**Required work:** Will you return, word for word, only the lines from the top of the data below down to and including the one with "Since original bug"?

(Records from a data collection)
'''

PR #2852, opened 2020-12-01
1884047: Unable to unschedule trigger while deleting job crash during startup (ENT-3129)

wolfdale:
Since original bug was harder to reproduce locally, judging form the exception trace the crash happens around ```deleteJob()``` area.
This PR has minor update to efficiently unschedule (& delete) quartz jobs using Trigger-keys. Internally ```unscheduleJobs()``` is a bulk operation which faster & efficient. We can leverage this as all of our Quartz job are non-durable which means job gets automatically deleted from the scheduler once there are no longer any active triggers associated with it.

### DIFF
--- a/server/src/main/java/org/candlepin/async/JobManager.java
+++ b/server/src/main/java/org/candlepin/async/JobManager.java
@@ -912,7 +912,18 @@ public class JobManager implements ModeChangeListener {
 
         // Unschedule dead/invalid jobs
         for (JobKey key : unschedule) {
-            this.scheduler.deleteJob(key);
+            List<Trigger> jobTriggers = (List<Trigger>) this.scheduler.getTriggersOfJob(key);
+
+            if (!jobTriggers.isEmpty()) {
+                this.scheduler.unscheduleJobs(jobTriggers
+                    .stream()
+                    .map(Trigger::getKey)
+                    .collect(Collectors.toList()));
+            }
+            else {
+                this.scheduler.deleteJob(key);
+            }
+
             log.info("Removed existing schedule for job: {}", key.getName());
         }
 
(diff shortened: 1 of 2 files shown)


server/src/main/java/org/candlepin/async/JobManager.java
```diff
@@ -912,8 +912,16 @@ private void synchronizeJobSchedule() throws SchedulerException {
 
         // Unschedule dead/invalid jobs
         for (JobKey key : unschedule) {
-            this.scheduler.deleteJob(key);
-            log.info("Removed existing schedule for job: {}", key.getName());
+            List<Trigger> jobTrigger = (List<Trigger>) this.scheduler.getTriggersOfJob(key);
```
Ceiu, line 915: jobTrigger should be plural, since it's a collection.

server/src/main/java/org/candlepin/async/JobManager.java
```diff
@@ -912,8 +912,16 @@ private void synchronizeJobSchedule() throws SchedulerException {
...
+
+            if (!jobTrigger.isEmpty()) {
+                this.scheduler.unscheduleJobs(jobTrigger
+                    .stream()
+                    .map(Trigger::getKey)
+                    .collect(Collectors.toList()));
+                log.info("Removed existing schedule for job: {}", key.getName());
+            }
```
Ceiu, line 923: We should have a contingency here in the event jobTriggers is empty. In such a case, we'll have a job key associated with nothing, and that should get cleaned up appropriately.

Ceiu (changes requested):
Looks good, just need to handle one more case to ensure everything is cleaned up no matter how bad the data is.

server/src/main/java/org/candlepin/async/JobManager.java
wolfdale: Fixed.

server/src/main/java/org/candlepin/async/JobManager.java
wolfdale: Added case to delete the job for proper cleanup (assuming we might have stale data). 
Although since all Candlepin quartz jobs are non-durable, it is automatically deleted from the scheduler once there are no longer any active triggers associated with it.

Ceiu (approved):

PR #2854, opened 2020-12-04
Update build.gradle

jdhrh:
Add controller package to the apijar included sources which makes our internal build easier.

### DIFF
--- a/server/build.gradle
+++ b/server/build.gradle
@@ -129,6 +129,7 @@ task apiJar(type: Jar) {
     includes = [
         'auth',
         'config',
+        'controller',
         'jackson',
         'model',
         'pki',


Ceiu:
Some details as to why this is needed today:
Current adapter code makes use of the Owner and OwnerCurator, which themselves reference the ContentAccessManager and OwnerContentAccess from the controller package, respectively.

As a short-term solution, this may be the cleanest way to unbreak the adapter build process. Other options include moving the referenced classes out of controller, or scoping the inclusion to only the classes needed. These may cause more headaches down the line, though.

@nikosmoum @kahowell thoughts on this?

nikosmoum (approved):
ACK as a short term solution, but for the long-term, it would be good to have a list of classes/methods the adapters use currently, along with how/why, so we can instead create a clear API that includes everything they need to use and only export that, instead of the 'include all the things' strategy

PR #2855, opened 2020-12-07
[M] Fixed hash collision resolution bug with branding (ENT-3304)

Ceiu:
- Branding.equals no longer checks the product UUID reference
  as part of the equality check
- Fixed a bug in the product and content version lookups that
  would cause JDBC failures if too many versions were matched
  or requested


Ceiu:
retest this please

nikosmoum (approved):
ACK

PR #2856, opened 2020-12-07
[M] 1905199: Fixed bug with state filtering validation during job cleanup (ENT-3330)

Ceiu:
- Fixed a bug that would cause job cleanup to match all jobs if
  only non-terminal states were provided to the job cleanup
  operation


sonalidhome (approved):
ACK.

PR #2859, opened 2020-12-10
[M] Set the default consumer window size to zero in broker.xml (ENT-3066)

Ceiu:
- Set the default-consumer-window-size setting to zero for the job
  address in broker.xml to prevent a single consumer from grabbing
  multiple job messages while other threads are waiting for work


sonalidhome (approved):
ack.

PR #2860, opened 2020-12-10
[M] Added an option to cp-test for generating test repos on deploy (ENT-3088)

Ceiu:
- Added the -R option to cp-test to trigger generation of test
  repos during Candlepin deployment
- Added the -a option to cp-test to pass through any custom
  argument to the Candlepin deploy script that is not otherwise
  supported by cp-test
- Fixed an issue with build-images that would prevent it from
  working properly on python 3
- Removed the -p option from cp-test for selecting which
  subproject to build, as Candlepin no longer has subprojects

### DIFF
--- a/docker/build-images
+++ b/docker/build-images
@@ -62,7 +62,7 @@ if [ "$1" != "" ]; then
 fi
 
 get_image_names() {
-  python -c 'import yaml,sys;y=yaml.safe_load(sys.stdin); print " ".join(y["services"].keys())' < $SCRIPT_HOME/docker-compose-build.yml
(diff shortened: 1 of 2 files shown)


sonalidhome (approved):

nikosmoum:
Unfortunately this doesn't address the needs for what the DNF team is looking for. This makes changes to the candlepin-base container which we use for our Jenkins tests, and the way we use it, will run the deploy script, then run any tests we want and exit.
A more appropriate change to achieve what's needed would be in the gating-test-images; if we could generate the test repos dump them to a tmp directory in the same way we dump the sql, and then have that same directory mounted to  /var/lib/tomcat/webapps/ROOT/ when we run the main pod.

PR #2861, opened 2020-12-11
ENT-3317: Drop the cp_job table

sonalidhome:
- Added a xml file to drop the table
 - Removed the `batch-bind-performance.rb` script because it
   is no longer useful in latest version. Table `cp_job` used
   to check consumer_compliance. Also, the functionality
   `consume_pools` does not exists.


nikosmoum (approved):
ACK

PR #2867, opened 2020-12-16
ENT-3286: Manifest delete takes 24 hours or more in large environment (60k consumers in owner)

Januson:
- Fix too many params issue in manifest import
 - Replace batch delete of entitlements with batch delete by ids
 - Refactor updatePoolsFromStack to avoid calling deletePools n times
 - Some cleanup as I went through the code (replace finally with try with resources, remove redundant type params, etc..)

### DIFF
--- a/server/src/main/java/org/candlepin/controller/CandlepinPoolManager.java
+++ b/server/src/main/java/org/candlepin/controller/CandlepinPoolManager.java
@@ -40,7 +40,6 @@ import org.candlepin.model.Entitlement;
 import org.candlepin.model.EntitlementCertificateCurator;
 import org.candlepin.model.EntitlementCurator;
 import org.candlepin.model.Owner;
-import org.candlepin.model.OwnerContentCurator;
 import org.candlepin.model.OwnerCurator;
 import org.candlepin.model.OwnerProductCurator;
 import org.candlepin.model.Pool;
@@ -103,6 +102,7 @@ import java.util.LinkedList;
 import java.util.List;
 import java.util.Map;
 import java.util.Map.Entry;
+import java.util.Objects;
 import java.util.Set;
 import java.util.stream.Collectors;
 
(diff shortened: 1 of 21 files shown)


Ceiu (commented):
I haven't given this a super in-depth review since it's still a draft, but generally this looks to be taking things in the right direction. The churn from some of the maintenance cleanup bits is going to make rebasing incredibly painful, but a lot of it needs to be done anyway, so whatever.

The two things I do not like, though, are the vanishing of the scope modifiers and the expansion of the static imports in the test suites, as neither do anything for us, and are just git churn (and more unnecessary pain in the afore mentioned rebasing).

server/src/main/java/org/candlepin/model/OwnerProductCurator.java
```diff
@@ -568,41 +569,51 @@ public void updateOwnerProductReferences(Owner owner, Map<String, String> produc
 
         Session session = this.currentSession();
 
-        Map<String, Object> criteria = new HashMap<>();
+        Map<String, Object> ownerProductCriteria = new HashMap<>();
```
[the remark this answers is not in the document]
Januson: This change was not related to performance. This is the place where manifest import fails with too many params. I did some renaming to better see what is happening with all those reassignments. I can revert those to to prevent conflicts but partitioning needs to stay otherwise import will fail.

server/src/main/java/org/candlepin/model/EntitlementCurator.java
```diff
@@ -997,10 +976,27 @@ public Entitlement replicate(Entitlement ent) {
             .createAlias("ent_pool.sourceStack", "ss", org.hibernate.sql.JoinType.LEFT_OUTER_JOIN)
             .add(Restrictions.isNull("ss.id"));
 
-        return this.cpQueryFactory.<Entitlement>buildQuery(this.currentSession(), criteria);
+        return criteria.list();
     }
 
     @SuppressWarnings("unchecked")
+    public List<Entitlement> findByStackIds(Collection<String> stackIds) {
```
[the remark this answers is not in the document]
Januson: Done.

server/src/test/java/org/candlepin/controller/PoolManagerFunctionalTest.java
```diff
@@ -71,25 +73,25 @@
...
 import java.util.List;
 import java.util.Map;
 import java.util.Set;
+import java.util.stream.Collectors;
 
 import javax.inject.Inject;
 import javax.persistence.EntityNotFoundException;
 
 
+class PoolManagerFunctionalTest extends DatabaseTestFixture {
```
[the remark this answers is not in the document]
Januson: I tried to apply suggestion from JUnit5 to use default visibility and forgot to revert the commit. Modifiers are back now.

server/src/main/java/org/candlepin/model/PoolCurator.java
```diff
@@ -1145,6 +1147,21 @@ public void batchDelete(Collection<Pool> pools, Collection<String> alreadyDelete
         return (List<Pool>) getPools.list();
     }
 
+    @SuppressWarnings("unchecked")
+    public List<Pool> getSubPoolForStackIds(Collection<String> stackIds) {
```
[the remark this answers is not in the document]
Januson: Done.

server/src/main/java/org/candlepin/controller/CandlepinPoolManager.java
```diff
@@ -1937,49 +1938,57 @@ public void revokeEntitlements(List<Entitlement> entsToRevoke, Set<String> alrea
 
         log.info("Starting batch delete of pools");
         poolCurator.batchDelete(poolsToDelete, alreadyDeletedPools);
-        for (Pool pool : poolsToDelete) {
-            this.sink.queueEvent(this.eventFactory.poolDeleted(pool));
-        }
+        firePoolDeletedEvents(poolsToDelete);
         log.info("Starting batch delete of entitlements");
         entitlementCurator.batchDelete(entsToRevoke);
```
nikosmoum, line 1943: I'm confused. Your comment says "Replace batch delete of entitlements with batch delete by ids", but this is unchanged (it's still deleting by entity)?

Januson: That is the issue I mentioned during scrum. With delete by ids I am hitting issues with detached entities. Not sure why that happens so I removed it from PR until it is fixed.

server/src/main/java/org/candlepin/model/OwnerProductCurator.java
```diff
@@ -595,15 +594,19 @@ public void updateOwnerProductReferences(Owner owner, Map<String, String> produc
...
-            log.debug("{} provided products updated", count);
-
-            count = this.bulkSQLUpdate("cp2_pool_derprov_products", "product_uuid", uuidMap, criteria);
-            log.debug("{} derived provided products updated", count);
+            for (List<String> poolIdBlock : this.partition(ids, getBatchBlockSize())) {
+                Map<String, Object> updateCriteria = new HashMap<>();
+                updateCriteria.put("product_uuid", productUuidMap.keySet());
+                updateCriteria.put("pool_id", poolIdBlock);
+
+                count = this.bulkSQLUpdate("cp2_pool_provided_products", "product_uuid",
```
Ceiu, line 602: This will make debugging a pain. We should keep separate counts and then output the totals when we're done partitioning.

Ceiu (changes requested):
I only spotted a couple of minor things. Looks good otherwise, I think.

Due to its size and constantly being pulled back into other things, I would like a second set of eyes to make sure I didn't overlook anything.

server/src/main/java/org/candlepin/model/OwnerProductCurator.java
```diff
@@ -595,15 +594,19 @@ public void updateOwnerProductReferences(Owner owner, Map<String, String> produc
...
+                updateCriteria.put("product_uuid", productUuidMap.keySet());
+                updateCriteria.put("pool_id", poolIdBlock);
+
+                int providedProductsUpdated = this.bulkSQLUpdate("cp2_pool_provided_products",
+                    "product_uuid", uuidMap, updateCriteria);
+                log.debug("{} provided products updated", providedProductsUpdated);
+
+                int derivedProductsUpdated = this.bulkSQLUpdate("cp2_pool_derprov_products", "product_uuid",
+                    uuidMap, updateCriteria);
+                log.debug("{} derived provided products updated", derivedProductsUpdated);
```
Ceiu, line 608: Sorry, I guess I wasn't clear on this last time. I meant moving the output statements to outside the loop rather than a bunch of individual updates that will elongate output and require manual math during debugging.

Januson: Done.

Ceiu (approved):

PR #2868, opened 2020-12-16
[F] Added support for updating development pools and products during refresh (ENT-1910)

Ceiu:
- Refresh will now update development products (and, by extension,
  pools) for the org
- Refactored the hosted test logic to separate the adapter
  implementations and data storage
- Changed how unused entity deletion works, such that entities which
  are technically unused will no longer be deleted if they are still
  present in the imported data during refresh


wolfdale (approved):
Looks good, ack.

PR #2871, opened 2020-12-18
ENT-3088: Fix container repo generation & add detached mode

nikosmoum:
- Add packages required for the generation of test content & rpms
- Add flag for detached mode to the test script, which will run
  containers detached from the docker/test script and will not
  stop/remove them once it exits. It will also expose ports 8443,
  8080 and 22 to the host machine


sonalidhome (approved):
ack.

PR #2872, opened 2020-12-18
[M] Added missing query modifiers to the entity version lookup queries

Ceiu:
- Removed the unnecessary ordering and added the missing distinct
  keyword to the product and content lookup by version queries
- Fixed a bug that was causing the orphan cleanup job to output
  the product and content counts backward


sonalidhome (approved):
ACK.

PR #4636, opened 2024-03-22
[M] CANDLEPIN-829: Updated consumer activation key registration testing

Ceiu:
- Updated the concurrent activation key registration testing to no longer need the external awaitility library, nor need multiple runs to trigger deadlock when it's present

### DIFF
--- a/spec-tests/src/test/java/org/candlepin/spec/consumers/ConsumerResourceActivationKeySpecTest.java
+++ b/spec-tests/src/test/java/org/candlepin/spec/consumers/ConsumerResourceActivationKeySpecTest.java
@@ -15,23 +15,22 @@
 package org.candlepin.spec.consumers;
 
 import static org.assertj.core.api.Assertions.assertThat;
-import static org.awaitility.Awaitility.await;
 import static org.candlepin.spec.bootstrap.assertions.StatusCodeAssertions.assertBadRequest;
-import static org.junit.jupiter.api.Assertions.assertDoesNotThrow;
 import static org.junit.jupiter.api.Assertions.assertEquals;
+import static org.junit.jupiter.api.Assertions.fail;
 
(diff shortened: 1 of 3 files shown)


spec-tests/src/test/java/org/candlepin/spec/consumers/ConsumerResourceActivationKeySpecTest.java
```diff
@@ -103,144 +101,95 @@ public void shouldAllowConsumerToRegisterWithActivationKeys() {
...
-            while (thread.isAlive()) {
-                thread.join();
-            }
+        // We can use a set seed if this test becomes inconsistent in the future, but so far the order just
+        // needs to be non-sequential and every iteration attempted has triggered the deadlock as expected
+        // long seed = -1753978213090389925L;
+        long seed = rnd.nextLong();
+        rnd.setSeed(seed);
+
+        System.out.printf("Shuffling pools using seed %d\n", seed);
```
joshmalbrecht, line 133: This might have been left from debugging

joshmalbrecht (changes requested):
Looks good! I just noticed a print statement that might have been left from debugging

spec-tests/src/test/java/org/candlepin/spec/consumers/ConsumerResourceActivationKeySpecTest.java
Ceiu: Kind of, but I left it intentionally in the event we wanted to grab the seed for a given run. I suppose we can always put it back when need be.

joshmalbrecht: Okay! I'm fine with leaving it in

joshmalbrecht (approved):

PR #4642, opened 2024-03-26
[M] CANDLEPIN-755: Updated org_migrator to reflect layering schema

Ceiu:
- Updated the org migrator utility to reflect schema changes made for the entity layering model changes


Ceiu:
Manual testing can be performed by using the hosted test infrastructure to import some prod-like data, perform a refresh, and then export using the updated org migrator.

From there, redeploy with a clean database, then import and verify all of the data is as expected. This can be done with both mysql/mariadb and postgresql

joshmalbrecht (approved):

PR #4645, opened 2024-03-29
[M] CANDLEPIN-832: Revoke all entitlements when owner changes to SCA mode

joshmalbrecht:
- Created RevokeEntitlementsJob to revoke all entitlements for an owner and remove all activation key pools for an owner's activation keys.
- Created a RevokeEntitlementJob for an owner that changes from entitlement mode to SCA mode.

### DIFF
--- a/spec-tests/src/test/java/org/candlepin/spec/owners/OwnerResourceSpecTest.java
+++ b/spec-tests/src/test/java/org/candlepin/spec/owners/OwnerResourceSpecTest.java
@@ -24,6 +24,7 @@ import static org.candlepin.spec.bootstrap.assertions.StatusCodeAssertions.asser
 import static org.junit.jupiter.api.Assertions.assertEquals;
 import static org.junit.jupiter.api.Assertions.assertNotNull;
 
+import org.candlepin.dto.api.client.v1.ActivationKeyDTO;
 import org.candlepin.dto.api.client.v1.AsyncJobStatusDTO;
 import org.candlepin.dto.api.client.v1.AttributeDTO;
 import org.candlepin.dto.api.client.v1.CertificateDTO;
@@ -49,6 +50,7 @@ import org.candlepin.spec.bootstrap.client.ApiClients;
 import org.candlepin.spec.bootstrap.client.SpecTest;
 import org.candlepin.spec.bootstrap.client.api.OwnerClient;
 import org.candlepin.spec.bootstrap.client.api.Paging;
+import org.candlepin.spec.bootstrap.data.builder.ActivationKeys;
 import org.candlepin.spec.bootstrap.data.builder.ConsumerTypes;
 import org.candlepin.spec.bootstrap.data.builder.Consumers;
 import org.candlepin.spec.bootstrap.data.builder.Owners;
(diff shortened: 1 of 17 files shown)


src/main/java/org/candlepin/async/tasks/RevokeEntitlementsJob.java
```diff
@@ -0,0 +1,169 @@
...
+        if (owner == null) {
+            log.info("Unable to find owner for owner key \"{}\"", ownerKey);
+            context.setJobResult("Unable to find owner for owner key \"%s\"", ownerKey);
+            return;
+        }
+
+        int batchSize = getBatchSize();
+
+        int removedPools = activationKeyCurator.removeActivationKeyPools(ownerKey);
+        log.debug("Removed {} activation key pools", removedPools);
```
joshmalbrecht, line 90: I'm wondering if this really should be its own job so that each job has one concern and can possibly be used for other situations other than an owner changing from entitlement mode to SCA mode.

src/main/java/org/candlepin/controller/ContentAccessManager.java
```diff
@@ -247,6 +259,19 @@ public Owner updateOwnerContentAccess(Owner owner, String updatedList, String up
                 this.contentAccessCertificateCurator.deleteForOwner(owner);
             }
 
+            // Revoke entitlements and remove activation key pools if moving from entitlement mode to SCA mode
+            if (this.isTransition(currentMode, updatedMode, ContentAccessMode.ENTITLEMENT,
+                ContentAccessMode.ORG_ENVIRONMENT)) {
+                try {
+                    RevokeEntitlementsJobConfig jobConfig = new RevokeEntitlementsJobConfig();
+                    jobConfig.setJobArgument(RevokeEntitlementsJob.OWNER_KEY, owner.getKey());
+                    jobManager.queueJob(jobConfig);
```
Ceiu, line 268: I'm not sure how to feel about the job coming into existence here but we have no means of tracking its state. I don't know that we have a more reliable way to do it, and even at the owner update endpoint, we can't return the job status without omitting the owner output, so this may be our lot anyway.

Are we okay with the job blinking into and out of existence transparently like this? @nikosmoum

Ceiu (changes requested):
Couple minor change requests, but a few questions to mull over here.

src/main/java/org/candlepin/async/tasks/RevokeEntitlementsJob.java
```diff
@@ -0,0 +1,169 @@
...
+        this.ownerCurator = Objects.requireNonNull(ownerCurator);
+        this.poolService = Objects.requireNonNull(poolService);
+        this.activationKeyCurator = Objects.requireNonNull(activationKeyCurator);
+    }
+
+    /**
+     * {@inheritDoc}
+     */
+    @Override
+    public void execute(JobExecutionContext context) throws JobExecutionException {
```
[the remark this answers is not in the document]
joshmalbrecht: Yeah, I was wanting to a transaction for each individual batch. I added  a comment to help make that more clear!

src/main/java/org/candlepin/controller/ContentAccessManager.java
```diff
@@ -247,6 +259,19 @@ public Owner updateOwnerContentAccess(Owner owner, String updatedList, String up
                 this.contentAccessCertificateCurator.deleteForOwner(owner);
             }
 
+            // Revoke entitlements and remove activation key pools if moving from entitlement mode to SCA mode
+            if (this.isTransition(currentMode, updatedMode, ContentAccessMode.ENTITLEMENT,
```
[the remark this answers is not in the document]
joshmalbrecht: That makes sense! I updated to use the `isTransitioningFrom` method

src/main/java/org/candlepin/model/ConsumerCurator.java
```diff
@@ -1848,4 +1846,27 @@ public Collection<String> lockAndLoadIds(Collection<? extends Serializable> ids)
...
+     * @return all non-manifest type consumer UUIDs for the provided owner. This method will not return null.
+     */
+    public List<String> getSystemConsumerUuidsByOwner(String ownerKey) {
+        List<String> consumerUuids  = new ArrayList<>();
+        if (ownerKey == null || ownerKey.isBlank()) {
+            return consumerUuids;
+        }
+
+        String jpql = "SELECT c.uuid FROM Consumer c " +
+            "JOIN ConsumerType type ON type.id=c.typeId " +
```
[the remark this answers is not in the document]
joshmalbrecht: Good catch! Updated

src/main/java/org/candlepin/async/tasks/RevokeEntitlementsJob.java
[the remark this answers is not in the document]
Ceiu: I'm not seeing the comment anywhere. Is it waiting for the next push?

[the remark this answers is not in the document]
joshmalbrecht: Omg haha I didn't save the file in my IDE. Thanks for catching that!

spec-tests/src/test/java/org/candlepin/spec/owners/OwnerResourceSpecTest.java
```diff
@@ -901,6 +903,71 @@ public void shouldMigrateAllConsumersOfAnonymousOwnerToTargetOwner() {
...
+            .isNotNull()
+            .singleElement()
+            .returns(pool2.getId(), PoolDTO::getId);
+
+        // Update owner to SCA mode
+        owner.contentAccessMode(Owners.SCA_ACCESS_MODE);
+        owner = admin.owners().updateOwner(owner.getKey(), owner);
+
+        // Wait for the entitlement revoke job to finish
+        Thread.sleep(5000);
```
nikosmoum, line 952: instead of sleeping, you can use the listJobStatuses API with arguments being the owner key and the job key, which should return that single job status, then you can wait until the job is done, and assert on its end state. We have other spec tests (JobStatusSpecTest/CloudRegistrationSpecTest) that do this kind of thing

src/main/java/org/candlepin/async/tasks/RevokeEntitlementsJob.java
```diff
@@ -0,0 +1,173 @@
...
+         *
+         * @param ownerKey
+         *  the owner key to set
+         *
+         * @throws IllegalArgumentException
+         *  if the owner key is null or blank
+         *
+         * @return a reference to this RevokeEntitlementsJobConfig
+         */
+        public RevokeEntitlementsJobConfig setOwnerKey(String ownerKey) {
```
nikosmoum, line 133: Lets keep consistent with other owner-scoped jobs(e.g. UndoImportsJob, RefreshPoolsJob), and use the `setOwner(Owner owner)` signature here instead

src/main/java/org/candlepin/async/tasks/RevokeEntitlementsJob.java
```diff
@@ -0,0 +1,173 @@
...
+            if (ownerKey == null || ownerKey.isBlank()) {
+                throw new IllegalArgumentException("owner key is null or blank");
+            }
+
+            this.setJobArgument(OWNER_KEY, ownerKey);
```
nikosmoum, line 138: in addition to adding the owner key as an argument here, we want to call `setContextOwner(owner)` on the JobConfig here (see other owner-scoped jobs for examples). that will allow us to to query for job statuses using the owner key

src/main/java/org/candlepin/config/ConfigProperties.java
```diff
@@ -287,7 +288,8 @@ private ConfigProperties() {
         JobCleaner.JOB_KEY,
         ManifestCleanerJob.JOB_KEY,
         UnmappedGuestEntitlementCleanerJob.JOB_KEY,
-        InactiveConsumerCleanerJob.JOB_KEY
+        InactiveConsumerCleanerJob.JOB_KEY,
+        RevokeEntitlementsJob.JOB_KEY
```
nikosmoum, line 292: This job shouldn't be on this list, since its scoped to an owner, while the list should only contain scheduled/global jobs instead

nikosmoum (changes requested):

nikosmoum (changes requested):

spec-tests/src/test/java/org/candlepin/spec/owners/OwnerResourceSpecTest.java
Ceiu: On that note, there are some newer methods on the job assertion for this which we should be sure to use. Some examples of the newer logic is in the import spec tests, but as an example:

```
  AsyncJobStatusDTO importJob1 = this.importAsync(owner, manifest);
  assertThatJob(importJob1)
      .isFinished()
      .contains("SUCCESS");
```

src/main/java/org/candlepin/config/ConfigProperties.java
joshmalbrecht: Removed

src/main/java/org/candlepin/async/tasks/RevokeEntitlementsJob.java
joshmalbrecht: Updated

'''

**Solution to this problem:**
PR #2852, opened 2020-12-01
1884047: Unable to unschedule trigger while deleting job crash during startup (ENT-3129)

wolfdale:
Since original bug was harder to reproduce locally, judging form the exception trace the crash happens around ```deleteJob()``` area.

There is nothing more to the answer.